PROVIDED MATERIAL Start Marker
PR #951, opened 2026-08-05
[Guardian] Validate log records during deserialization

mskd12:
## Summary

- use one owned wire representation for log-record serialization and deserialization
- share `LogEntry` construction between writers and readers, validating canonical routing and attestation-session binding at construction
- reject invalid signed/unsigned envelope combinations during deserialization while keeping public-key-dependent authentication in `LogRecord::validate`

## Local checks

- `make fmt`
- `cargo check`

### DIFF
--- a/crates/hashi-types/src/guardian/log/record.rs
+++ b/crates/hashi-types/src/guardian/log/record.rs
@@ -1,12 +1,14 @@
 // Copyright (c) Mysten Labs, Inc.
 // SPDX-License-Identifier: Apache-2.0
 
-//! S3 log-record wire format and record-local validation.
+//! S3 log-record wire format and validation.
 //!
 //! A [`LogRecord`] carries a [`VersionedLogMessage`] and its S3 routing
 //! context. Signed records carry a Guardian signature over their [`LogEntry`].
 //! The one permitted unsigned entry carries the OI attestation that establishes
-//! the Guardian signing key and must be authenticated separately.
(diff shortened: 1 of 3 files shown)


crates/hashi-types/src/guardian/log/record.rs
```diff
@@ -61,47 +64,35 @@ pub enum LogRecord {
...
-                message,
-                signature: &signature,
-            }
-            .serialize(serializer),
+        LogRecordWire {
+            schema_version: data.schema_version,
+            object_key: data.object_key.clone(),
+            session_id: data.session_id.clone(),
+            timestamp_ms: data.timestamp_ms,
+            message: serde_json::to_value(&data.message).map_err(S::Error::custom)?,
```
dlukegordon, line 92: Serializing the message through serde_json::to_value sorts nested object keys because preserve_order is disabled, breaking deployed JSON byte stability and potentially causing S3’s byte-for-byte retry check to panic. Can serialize it directly as before?

mskd12: Hmm, we can do that. But your concern is theoretical, no? Concretely, what can go wrong with this?

dlukegordon: I was originally thinking this was non deterministic serialization. But it actually is deterministic. So you can disregard.

dlukegordon (approved):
PROVIDED MATERIAL End Marker
◆ PROBLEM REQUIREMENTS: Please return each line of the data above in which the word "records" occurs.

◆ ANSWER BOX:
[Guardian] Validate log records during deserialization
 //! context. Signed records carry a Guardian signature over their [`LogEntry`].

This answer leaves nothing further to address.